Records for this task —
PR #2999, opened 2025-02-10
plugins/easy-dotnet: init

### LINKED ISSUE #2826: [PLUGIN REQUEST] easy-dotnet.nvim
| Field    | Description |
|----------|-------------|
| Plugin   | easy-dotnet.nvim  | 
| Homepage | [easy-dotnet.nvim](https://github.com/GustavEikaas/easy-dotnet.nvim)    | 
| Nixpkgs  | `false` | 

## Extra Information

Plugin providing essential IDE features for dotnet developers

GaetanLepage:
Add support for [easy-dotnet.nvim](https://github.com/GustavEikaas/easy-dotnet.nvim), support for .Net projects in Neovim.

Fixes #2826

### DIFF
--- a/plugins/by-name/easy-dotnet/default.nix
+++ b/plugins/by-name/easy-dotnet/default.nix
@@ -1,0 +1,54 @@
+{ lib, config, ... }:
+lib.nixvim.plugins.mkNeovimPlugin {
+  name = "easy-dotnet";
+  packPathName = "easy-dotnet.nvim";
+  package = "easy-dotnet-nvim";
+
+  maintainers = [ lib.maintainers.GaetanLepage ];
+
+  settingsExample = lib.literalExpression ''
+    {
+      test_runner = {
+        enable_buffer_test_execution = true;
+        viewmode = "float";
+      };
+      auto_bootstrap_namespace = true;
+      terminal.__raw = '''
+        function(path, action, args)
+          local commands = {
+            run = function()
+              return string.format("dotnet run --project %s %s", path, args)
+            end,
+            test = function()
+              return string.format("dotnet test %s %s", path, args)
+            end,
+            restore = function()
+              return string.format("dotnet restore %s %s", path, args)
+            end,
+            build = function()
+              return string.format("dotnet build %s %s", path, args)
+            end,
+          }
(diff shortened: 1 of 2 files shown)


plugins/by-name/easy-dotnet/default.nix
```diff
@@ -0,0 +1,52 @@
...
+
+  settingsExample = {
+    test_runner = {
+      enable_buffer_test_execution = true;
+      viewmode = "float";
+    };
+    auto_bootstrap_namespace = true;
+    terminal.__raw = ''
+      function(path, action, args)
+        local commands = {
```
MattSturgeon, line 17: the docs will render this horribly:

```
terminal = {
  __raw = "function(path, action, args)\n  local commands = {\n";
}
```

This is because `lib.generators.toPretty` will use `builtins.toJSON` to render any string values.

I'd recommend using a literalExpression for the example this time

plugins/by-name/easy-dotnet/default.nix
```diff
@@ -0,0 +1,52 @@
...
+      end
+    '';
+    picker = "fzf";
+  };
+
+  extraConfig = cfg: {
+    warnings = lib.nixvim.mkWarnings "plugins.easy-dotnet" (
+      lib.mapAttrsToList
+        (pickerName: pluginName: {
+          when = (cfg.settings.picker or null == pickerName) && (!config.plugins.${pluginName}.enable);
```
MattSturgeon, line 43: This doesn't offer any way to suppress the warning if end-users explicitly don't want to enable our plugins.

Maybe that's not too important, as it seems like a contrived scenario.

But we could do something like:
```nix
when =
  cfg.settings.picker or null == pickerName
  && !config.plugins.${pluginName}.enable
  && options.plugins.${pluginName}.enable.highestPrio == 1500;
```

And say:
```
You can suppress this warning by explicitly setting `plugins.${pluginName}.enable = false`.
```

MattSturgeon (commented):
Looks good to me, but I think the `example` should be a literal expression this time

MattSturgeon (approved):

...

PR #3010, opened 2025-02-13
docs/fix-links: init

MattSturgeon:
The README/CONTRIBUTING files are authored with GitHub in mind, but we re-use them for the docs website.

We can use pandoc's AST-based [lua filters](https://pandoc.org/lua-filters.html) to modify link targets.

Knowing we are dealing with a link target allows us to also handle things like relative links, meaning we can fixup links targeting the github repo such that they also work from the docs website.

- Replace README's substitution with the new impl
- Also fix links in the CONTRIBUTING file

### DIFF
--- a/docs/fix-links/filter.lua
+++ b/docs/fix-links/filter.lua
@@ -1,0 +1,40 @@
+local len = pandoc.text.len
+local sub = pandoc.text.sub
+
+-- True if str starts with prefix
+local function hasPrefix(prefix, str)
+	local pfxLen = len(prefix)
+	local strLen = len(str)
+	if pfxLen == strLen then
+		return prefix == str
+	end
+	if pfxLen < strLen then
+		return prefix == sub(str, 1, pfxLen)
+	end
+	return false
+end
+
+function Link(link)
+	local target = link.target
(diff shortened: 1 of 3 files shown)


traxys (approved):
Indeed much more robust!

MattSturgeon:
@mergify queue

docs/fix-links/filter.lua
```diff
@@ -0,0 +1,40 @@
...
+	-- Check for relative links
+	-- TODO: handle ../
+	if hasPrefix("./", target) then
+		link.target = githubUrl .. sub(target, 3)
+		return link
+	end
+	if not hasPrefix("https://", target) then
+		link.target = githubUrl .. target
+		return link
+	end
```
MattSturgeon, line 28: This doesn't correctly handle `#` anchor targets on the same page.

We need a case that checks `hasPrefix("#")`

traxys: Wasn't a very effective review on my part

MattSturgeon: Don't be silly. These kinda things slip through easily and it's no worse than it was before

==

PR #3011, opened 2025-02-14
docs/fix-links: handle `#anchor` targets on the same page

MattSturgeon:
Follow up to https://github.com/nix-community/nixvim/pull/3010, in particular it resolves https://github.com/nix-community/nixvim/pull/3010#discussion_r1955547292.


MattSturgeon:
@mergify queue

Instructions for the task — How many lines in the records above contain the word "relative"? Answer with the number only.

Result for this exercise — 2